In the middle of the night on Sunday, I was jolted awake by some strange sounds. My husband remained asleep—it was just me. The noises came from the nursery. With our new baby girl recently home, my maternal worries were strong, but this seemed real. Fear crept in as I rushed to her side, but everything appeared fine. The sound ceased as suddenly as it started. My husband brushed it off as just the vent or pipes.
The next night, it all happened again, the peculiar and grating sound. It sounded like metal sliding on metal. I checked and found nothing amiss once more. My nerves were falling apart. I began skipping sleep and meals.
Unable to endure the uncertainty, I got a baby video monitor. Lying in bed, I watched my sleeping daughter through the monitor. I placed it on the nightstand, shut my eyes, and tried to relax.
About fifteen minutes later, there was a scream—sharp and abrupt—followed by cries. I sprang up. The monitor glitched, image shaking and blurring, strange shadows passing across it. Then the image cleared for a split second.
Behind the crib, a SHAPE stood! It was tall, dark, and looming directly over my baby.

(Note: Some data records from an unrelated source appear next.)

PR #147, opened 2023-05-02
Set ODS sheet size as function of number of rows in it

qwhelan:
`dali` currently outputs a large fraction of empty rows, which `rp2` then processes individually and potentially outputs a log message per empty line. Assuming `n` transactions per asset and `k` assets, the current `dali` output is `k * n + 40` rows per asset/sheet and a total of `k^2 * n + 40k` rows per document. Thus, only `1/k` rows are populated and `rp2` runtime explodes while doing useless work.

The above actually is the best case scenario, as it is even worse when the distribution of transactions per asset is unevenly distributed.

I have included a test case but it is a bit of a no-op as I did not want to touch the golden datasets and the existing code passes without this change. Please let me know if you have any suggestions on the preferred testing approach in this case.

In order to make `mypy` happy, I also updated the `ezodf` stubs.

### DIFF
--- a/src/stubs/ezodf/__init__.pyi
+++ b/src/stubs/ezodf/__init__.pyi
@@ -1,0 +1,18 @@
+# Copyright 2023 Christopher Whelan
+#
+# Licensed under the Apache License, Version 2.0 (the "License");
+# you may not use this file except in compliance with the License.
+# You may obtain a copy of the License at
+#
+#     http://www.apache.org/licenses/LICENSE-2.0
+#
+# Unless required by applicable law or agreed to in writing, software
+# distributed under the License is distributed on an "AS IS" BASIS,
+# WITHOUT WARRANTIES OR CONDITIONS OF ANY KIND, either express or implied.
+# See the License for the specific language governing permissions and
+# limitations under the License.
+
+from .document import newdoc, opendoc  # noqa
+from .table import Table
+
+__all__ = ["opendoc", "newdoc", "Table"]
--- a/src/stubs/ezodf/sheets.pyi
+++ b/src/stubs/ezodf/sheets.pyi
@@ -1,4 +1,4 @@
-# Copyright 2021 eprbell
+# Copyright 2023 Christopher Whelan
 #
 # Licensed under the Apache License, Version 2.0 (the "License");
 # you may not use this file except in compliance with the License.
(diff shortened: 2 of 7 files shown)


eprbell (changes requested):
This is a really nice fix: thanks for finding the bug and proposing a PR! 

All CI tests are already passing with this diff (see results at the bottom of the PR). I also tried it with my own personal tax data tests and it works well with those too. There is no need to modify the golden files, because they are diffed on non-empty lines, so this change doesn't affect them.

I have a couple of small nits on the code, but beyond that it's almost ready to merge.

BTW, [RP2 itself would benefit from a similar fix](https://github.com/eprbell/rp2/blob/78e3abc754f0683ed00ad42e83d280b97d8ad9a4/src/rp2/plugin/report/rp2_full_report.py#L508) too, in case you're interested. Thanks again!

qwhelan:
@eprbell I implemented your suggested changes and CI is passing.

I'll probably take a stab at the `rp2` version of this change but have some unsubmitted `dali` changes I'd like to focus on first.

src/stubs/ezodf/__init__.pyi
```diff
@@ -0,0 +1,18 @@
+# Copyright 2021 eprbell
```
eprbell, line 1: Update copyright notice to be 2023 and use your name, since this is a new file you introduced.

src/stubs/ezodf/sheets.pyi
```diff
@@ -0,0 +1,21 @@
+# Copyright 2021 eprbell
```
eprbell, line 1: Same thing with copyright notice.

src/stubs/ezodf/table.pyi
```diff
@@ -0,0 +1,19 @@
+# Copyright 2021 eprbell
```
eprbell, line 1: Same.

eprbell (changes requested):
There are a couple of copyright notices that need updating, otherwise this LGTM.

qwhelan:
@eprbell Updated the files you flagged but kept `src/stubs/ezodf/document.pyi`'s header the same as git is treating it as a rename rather than a new file. Let me know if that one needs fixing.

eprbell (approved):
Awesome!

I screamed and dashed to her room! I didn’t wait for my husband. I slammed the nursery door open and flicked the light switch, prepared to fight a ghost, a demon, or whatever was haunting us.
But it wasn’t a ghost.
A man dressed in dirty, black clothing was standing there, freezing like a deer in headlights. He had one hand on the crib railing and the other reaching inside toward my daughter.
He didn’t disappear into thin air. He scrambled. He dove toward the closet, pulled himself up onto the shelving, and tried to squeeze through the small attic access panel in the ceiling—the “grating sound” I had been hearing for days.

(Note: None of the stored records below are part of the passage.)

PR #148, opened 2023-05-02
Fix typos in pair_converter plugin names

qwhelan:
The documentation for `pair_converter` plugins incorrectly points to the general `ccxt.py` case, not the specialized `ccxt_binance.py` or `ccxt_kraken.py` ones.


macanudo527 (approved):
Thanks for fixing these copy/paste errors! You are cleaning up my mess, sorry about that.

PR #152, opened 2023-05-07
Cache signature parameters during transaction initialization

qwhelan:
`dali` currently invokes `inspect.signature()` on every transaction initialization, which is the majority of the runtime after including https://github.com/eprbell/dali-rp2/pull/151. We start with a runtime of:
```
%timeit InTransaction('test', 'a', 'b', '2023-03-30 00:00:00Z', 'c', 'd', 'e', 'BUY', '1', '1')
97.2 µs ± 4.3 µs per loop (mean ± std. dev. of 7 runs, 10,000 loops each)
```
And by adding a class-level cache, we cut the runtime by ~2/3:
```
%timeit InTransaction('test', 'a', 'b', '2023-03-30 00:00:00Z', 'c', 'd', 'e', 'BUY', '1', '1')
35.1 µs ± 465 ns per loop (mean ± std. dev. of 7 runs, 10,000 loops each)
```

### DIFF
--- a/src/dali/abstract_transaction.py
+++ b/src/dali/abstract_transaction.py
@@ -13,8 +13,8 @@
 # limitations under the License.
 
 from datetime import datetime
-from inspect import signature
-from typing import Callable, Dict, List, NamedTuple, Optional, Union
+from inspect import Parameter, signature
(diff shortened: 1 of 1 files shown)


eprbell (approved):
LGTM (see also discussion at #151). Thanks for submitting PRs!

My husband arrived seconds later with a baseball bat and pulled him down by his ankles before he could escape into the crawlspace.
The police found a sleeping bag, empty food wrappers, and pee bottles in the attic directly above the nursery. He had been living up there for weeks, watching us, and coming down at night to “visit” the baby.
We moved out the next morning and never looked back.